EXERCISE: Please write out the final portion of the records below exactly: the line containing "Drive Optimization off of WindData data", every line after it, and nothing else.

GIVEN RECORDS: Begin

Issue #779, opened 2024-01-17
Drive Optimization off of WindData data structures


paulf81:
# Drive Optimization off of WindData (TimeSeries, WindRose) data structures

Convert optimization functions to be driven off of WindData structures, this issue will wait to be addressed until the optimizations have been updated to v4 without this change.   This will enable simple switching between aep-based optimization, and for example revenue-based optimization, since both of these will be held in WindData Structures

GIVEN RECORDS: End

EXERCISE RESPONSE:
Drive Optimization off of WindData data structures


paulf81:
# Drive Optimization off of WindData (TimeSeries, WindRose) data structures

Convert optimization functions to be driven off of WindData structures, this issue will wait to be addressed until the optimizations have been updated to v4 without this change.   This will enable simple switching between aep-based optimization, and for example revenue-based optimization, since both of these will be held in WindData Structures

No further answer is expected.